To do
A verbatim copy of all entries is the expected output.

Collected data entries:
━━━━━━━━━━━━━━━━━━━━━━━━━━━━━━

Issue #494, opened 2025-03-06
[test] Amazon S3 with AWS SDK fails to compile


sebsto:
Check 
https://github.com/swift-server/swift-aws-lambda-runtime/actions/runs/13701827010/job/38317369346

sebsto:
Will be fixed by https://github.com/swift-server/swift-aws-lambda-runtime/pull/496

sebsto:
fix by https://github.com/swift-server/swift-aws-lambda-runtime/pull/496

PR #496, opened 2025-03-06
Fix CI error on Amazon S3 examples

sebsto:
When we include Traits, we changed the CI container from Swift 6.0 Amazon Linux to Swift 6.1 Nightly on Ubuntu.
This broke the CI because AWS SDK used in the `Examples/S3_AWSSDK` example depends on `libssl-devel` which is not installed by default on Jammy images.

This PR reverts back the container used to test all examples to an Amazon Linux 2, but this time the 6.1-nightly version to allow to compile the package traits.

This should address https://github.com/swift-server/swift-aws-lambda-runtime/issues/494


fabianfett (approved):
Love it!

PR #500, opened 2025-03-07
[test] add a unit test for the LambdaHTTPServer Pool

sebsto:


sebsto:
@fabianfett any feedback or concerns about that one

PR #508, opened 2025-03-14
[core] Only one `LambdaRuntime.run()` can be called at a time  (fix #507)

### LINKED ISSUE #507: [core] user can create multiple instances of the Lambda Runtime
Now that user controls the `main` function with the runtime v2, nothing prevents users to create multiple runtimes.

I tested the code below on Lambda and it works. Any of the two runtimes can pickup the invocation and  respond.  In my exemple, they're booth taking the same input parameter and there is not too much consequences. But if the user codes the two handler with different input types, the Lambda function will crash when the "incorrect" runtime picks up the event.

We should enforce the runtime as a singleton.

**demo code**
```
import AWSLambdaRuntime

let runtime1 = LambdaRuntime {
    (event: String, context: LambdaContext) in
    "Hello1 \(event)"
}

let runtime2 = LambdaRuntime {
    (event: String, context: LambdaContext) in
    "Hello2 \(event)"
}

try await withThrowingTaskGroup(of: Void.self) { group in
    group.addTask {
        try await runtime1.run()
    }
    group.addTask {
        try await runtime2.run()
    }

    try await group.waitForAll()
}

```

sebsto:
This is a proposal to fix issue #507 

**changes**
- `LambdaRuntime.init()` uses a `Mutex<Bool>` to make sure only one instance is created
- `LambdaRuntime.init()` can now throw an error in case an instance already exists (I did not use `fatalError()` to make it easier to test)
- All `convenience init()` methods catch possible errors instead of re-throwing it to a void breaking the user-facing API 
- Renamed existing `LambdaRuntimeError` to `LambdaRuntimeClientError`
- Introduced a new type `LambdaRuntimeError` to represent the double initialization error

### DIFF
--- a/Sources/AWSLambdaRuntime/LambdaRuntime.swift
+++ b/Sources/AWSLambdaRuntime/LambdaRuntime.swift
@@ -29,7 +29,7 @@ private let _isRunning = Atomic<Bool>(false)
 public final class LambdaRuntime<Handler>: Sendable where Handler: StreamingLambdaHandler {
     @usableFromInline
     /// we protect the handler behind a Mutex to ensure that we only ever have one copy of it
-    let handlerMutex: SendingStorage<Handler>
+    let handlerStorage: SendingStorage<Handler>
     @usableFromInline
     let logger: Logger
     @usableFromInline
@@ -80,7 +80,7 @@ public final class LambdaRuntime<Handler>: Sendable where Handler: StreamingLamb
         }
 
         // The handler can be non-sendable, we want to ensure we only ever have one copy of it
-        let handler = try? self.handlerMutex.get()
+        let handler = try? self.handlerStorage.get()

━━━━━━━━━━━━━━━━━━━━━━━━━━━━━━

Task response
Issue #494, opened 2025-03-06
[test] Amazon S3 with AWS SDK fails to compile


sebsto:
Check 
https://github.com/swift-server/swift-aws-lambda-runtime/actions/runs/13701827010/job/38317369346

sebsto:
Will be fixed by https://github.com/swift-server/swift-aws-lambda-runtime/pull/496

sebsto:
fix by https://github.com/swift-server/swift-aws-lambda-runtime/pull/496

PR #496, opened 2025-03-06
Fix CI error on Amazon S3 examples

sebsto:
When we include Traits, we changed the CI container from Swift 6.0 Amazon Linux to Swift 6.1 Nightly on Ubuntu.
This broke the CI because AWS SDK used in the `Examples/S3_AWSSDK` example depends on `libssl-devel` which is not installed by default on Jammy images.

This PR reverts back the container used to test all examples to an Amazon Linux 2, but this time the 6.1-nightly version to allow to compile the package traits.

This should address https://github.com/swift-server/swift-aws-lambda-runtime/issues/494


fabianfett (approved):
Love it!

PR #500, opened 2025-03-07
[test] add a unit test for the LambdaHTTPServer Pool

sebsto:


sebsto:
@fabianfett any feedback or concerns about that one

PR #508, opened 2025-03-14
[core] Only one `LambdaRuntime.run()` can be called at a time  (fix #507)

### LINKED ISSUE #507: [core] user can create multiple instances of the Lambda Runtime
Now that user controls the `main` function with the runtime v2, nothing prevents users to create multiple runtimes.

I tested the code below on Lambda and it works. Any of the two runtimes can pickup the invocation and  respond.  In my exemple, they're booth taking the same input parameter and there is not too much consequences. But if the user codes the two handler with different input types, the Lambda function will crash when the "incorrect" runtime picks up the event.

We should enforce the runtime as a singleton.

**demo code**
```
import AWSLambdaRuntime

let runtime1 = LambdaRuntime {
    (event: String, context: LambdaContext) in
    "Hello1 \(event)"
}

let runtime2 = LambdaRuntime {
    (event: String, context: LambdaContext) in
    "Hello2 \(event)"
}

try await withThrowingTaskGroup(of: Void.self) { group in
    group.addTask {
        try await runtime1.run()
    }
    group.addTask {
        try await runtime2.run()
    }

    try await group.waitForAll()
}

```

sebsto:
This is a proposal to fix issue #507 

**changes**
- `LambdaRuntime.init()` uses a `Mutex<Bool>` to make sure only one instance is created
- `LambdaRuntime.init()` can now throw an error in case an instance already exists (I did not use `fatalError()` to make it easier to test)
- All `convenience init()` methods catch possible errors instead of re-throwing it to a void breaking the user-facing API 
- Renamed existing `LambdaRuntimeError` to `LambdaRuntimeClientError`
- Introduced a new type `LambdaRuntimeError` to represent the double initialization error

### DIFF
--- a/Sources/AWSLambdaRuntime/LambdaRuntime.swift
+++ b/Sources/AWSLambdaRuntime/LambdaRuntime.swift
@@ -29,7 +29,7 @@ private let _isRunning = Atomic<Bool>(false)
 public final class LambdaRuntime<Handler>: Sendable where Handler: StreamingLambdaHandler {
     @usableFromInline
     /// we protect the handler behind a Mutex to ensure that we only ever have one copy of it
-    let handlerMutex: SendingStorage<Handler>
+    let handlerStorage: SendingStorage<Handler>
     @usableFromInline
     let logger: Logger
     @usableFromInline
@@ -80,7 +80,7 @@ public final class LambdaRuntime<Handler>: Sendable where Handler: StreamingLamb
         }
 
         // The handler can be non-sendable, we want to ensure we only ever have one copy of it
-        let handler = try? self.handlerMutex.get()
+        let handler = try? self.handlerStorage.get()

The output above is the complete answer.